Configuration
An index can be configured in many ways including different configurations per field such as how those values are analyzed, indexed, tokenized ... basically how the data is stored and retrieved. This is done via Examine "Value Types".
Note: This documentation refers to using Lucene based indexes in Examine (the default index type shipped in Examine).
Field definitions
A Field Definition is a mapping of a field name to a "Value Types". By default all fields are mapped to the default Value Type: FieldDefinitionTypes.FullText
.
You can map a field to any value type when configuring the index.
IConfigureNamedOptions
Configuration of Examine indexes is done with .NET's Options pattern.

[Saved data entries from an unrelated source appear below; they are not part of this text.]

PR #163, opened 2021-06-11
test: @W-9323615@ near-membrane-base/src/intrinsics.ts to 100% coverage

rwaldron:
Before: 
image

After: 
image

### DIFF
--- a/packages/near-membrane-base/src/__tests__/intrinsics.spec.ts
+++ b/packages/near-membrane-base/src/__tests__/intrinsics.spec.ts
@@ -95,11 +95,12 @@ describe('linkIntrinsics()', () => {
         expect(fakeEnv.setRefMapEntries).toHaveBeenCalledTimes(1);
     });
     it('should link reflective intrinsics that are in the blue realm to the red realm', () => {
-        expect.assertions(2);
+        expect.assertions(3);
+        const stopper = new Error('done');
         const fakeEnv = ({
             setRefMapEntries: jest.fn(() => {
                 // We only care about this being called once!
-                throw Error('done');
+                throw stopper;
             }),
         } as unknown) as VirtualEnvironment;
         const fakeRedGlobalThis = ({
@@ -110,7 +111,7 @@ describe('linkIntrinsics()', () => {
 
         expect(() => {
             linkIntrinsics(fakeEnv, globalThis, fakeRedGlobalThis);
-        }).toThrow(/done/);
+        }).toThrow(stopper);
         expect(fakeEnv.setRefMapEntries).toHaveBeenCalledTimes(1);
         expect(fakeEnv.setRefMapEntries).toHaveBeenCalledWith(
             fakeRedGlobalThis.AggregateError,
--- a/packages/near-membrane-base/src/__tests__/intrinsics.spec.ts
+++ b/packages/near-membrane-base/src/__tests__/intrinsics.spec.ts
@@ -1,0 +1,128 @@
+import { VirtualEnvironment } from '../../types';
+import { isIntrinsicGlobalName, linkIntrinsics } from '../intrinsics';
+
+const intrinsicNames = [
+    'Infinity',
+    'NaN',
+    'undefined',
+    'eval', // dangerous
+    'isFinite',
+    'isNaN',
+    'parseFloat',
+    'parseInt',
+    'decodeURI',
+    'decodeURIComponent',
+    'encodeURI',
+    'encodeURIComponent',
+    'AggregateError',
+    'Array',
+    'ArrayBuffer',
+    'BigInt',
+    'BigInt64Array',
+    'BigUint64Array',
+    'Boolean',
+    'DataView',
+    'Error', // Unstable
+    'EvalError',
+    'FinalizationRegistry',
+    'Float32Array',
+    'Float64Array',
+    'Function', // dangerous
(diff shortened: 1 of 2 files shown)


packages/near-membrane-base/src/__tests__/intrinsics.spec.ts
```diff
@@ -0,0 +1,120 @@
...
+        // expect.assertions(2);
+        const fakeEnv = ({
+            setRefMapEntries: jest.fn(),
+        } as unknown) as VirtualEnvironment;
+        expect(() => {
+            linkIntrinsics(fakeEnv, globalThis, {} as typeof globalThis);
+            // We _want_ an error, because we know that redGlobalThis is
+            // empty and there for will have nothing to link to; neither
+            // will that nothing have a prototype to link to!
+        }).toThrow(/Cannot read property 'prototype' of undefined/);
```
jdalton, line 94: ☝️ If that error works cross-browser rad. Else narrowing it to a TypeError or something is ok.

packages/near-membrane-base/src/__tests__/intrinsics.spec.ts
```diff
@@ -0,0 +1,120 @@
...
+            setRefMapEntries: jest.fn(() => {
+                // We only care about this being called once!
+                throw Error('done');
+            }),
+        } as unknown) as VirtualEnvironment;
+        const fakeRedGlobalThis = ({} as unknown) as typeof globalThis;
+
+        expect(() => {
+            linkIntrinsics(fakeEnv, globalThis, fakeRedGlobalThis);
+        }).toThrow(/done/);
```
jdalton, line 109: What's the `done` error about?

jdalton:
Thank you for increasing our test coverage on all these parts of near-membrane!

packages/near-membrane-base/src/__tests__/intrinsics.spec.ts
rwaldron: I think this is a `ReferenceError`, but you're right about the error message itself. I'll update this.

packages/near-membrane-base/src/__tests__/intrinsics.spec.ts
rwaldron: This test is presently missing something important, that I ripped out because it caused the whole thing to fail on CI, because CI is running in a version of Node that doesn't have `AggregateError` yet. I forgot to add a comment here to explain this and ask for thoughts. Here's what I want to know about: Is it ok to change the version of Node we're using in CI, in order to write this test in a way that actually checks that "reflective intrinsics" are linked. Here's what the test should look like: 

```js
    it('should link reflective intrinsics that are in the blue realm to the red realm', () => {
        expect.assertions(2);
        const fakeEnv = ({
            setRefMapEntries: jest.fn(() => {
                // We only care about this being called once!
                throw Error('done');
            }),
        } as unknown) as VirtualEnvironment;
        const fakeRedGlobalThis = ({
            AggregateError: {
                prototype: {},
            },
        } as unknown) as typeof globalThis;

        expect(() => {
            linkIntrinsics(fakeEnv, globalThis, fakeRedGlobalThis);
        }).toThrow(/done/);
        expect(fakeEnv.setRefMapEntries).toHaveBeenCalledTimes(1);
        expect(fakeEnv.setRefMapEntries).toHaveBeenCalledWith(
            fakeRedGlobalThis.AggregateError,
            globalThis.AggregateError
        );
    });
```

It's probably clear now why I'm throwing `done`, but to add clarity: I'm doing that because we really only need to verify the one property in our `fakeRedGlobalThis` is linked to the real one on `globalThis`, so I throw to force an exit.

jdalton: Ya we can upgrade the CI hear for near-membrane. Which Node version does it require?

jdalton (approved):

packages/near-membrane-base/src/__tests__/intrinsics.spec.ts
rwaldron: Whichever version shipped with AggregrateError, or newer. Let's just go straight to 16

rwaldron:
Rebased!

packages/near-membrane-base/src/__tests__/intrinsics.spec.ts
```diff
@@ -0,0 +1,128 @@
...
+            // will that nothing have a prototype to link to!
+        }).toThrow(TypeError);
+        expect(fakeEnv.setRefMapEntries).toHaveBeenCalledTimes(1);
+    });
+    it('should link reflective intrinsics that are in the blue realm to the red realm', () => {
+        expect.assertions(3);
+        const fakeEnv = ({
+            setRefMapEntries: jest.fn(() => {
+                // We only care about this being called once!
+                throw Error('done');
```
jdalton, line 102: You could store a reference to the `new Error('done')` object then `throw doneError` then in the assert `toThrowError(doneError)` so it's even checking the reference. Just geeking out a bit.

jdalton (approved):

packages/near-membrane-base/src/__tests__/intrinsics.spec.ts
rwaldron: I'm into that 👍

For Examine, this is done with named options: IConfigureNamedOptions
.
There are several options that can be configured, the most common ones are:
- FieldDefinitions
FieldDefinitionCollection
- Manages the mappings between a field name and it's index value type - Analyzer
Analyzer
- The default Lucene Analyzer to use for each field (default =StandardAnalyzer
) - Validator
IValueSetValidator
- Used to validate a value set to be indexed, if validation fails it will not be indexed - IndexValueTypesFactory
IReadOnlyDictionary<string, IFieldValueTypeFactory>
- Allows you to define custom Value Types
/// <summary>
/// Configure Examine indexes using .NET IOptions
/// </summary>
public sealed class ConfigureIndexOptions : IConfigureNamedOptions<LuceneDirectoryIndexOptions>
{
public void Configure(string name, LuceneDirectoryIndexOptions options)
{
switch (name)
{
case "MyIndex":
// Set the "Price" field to map to the 'Double' value type.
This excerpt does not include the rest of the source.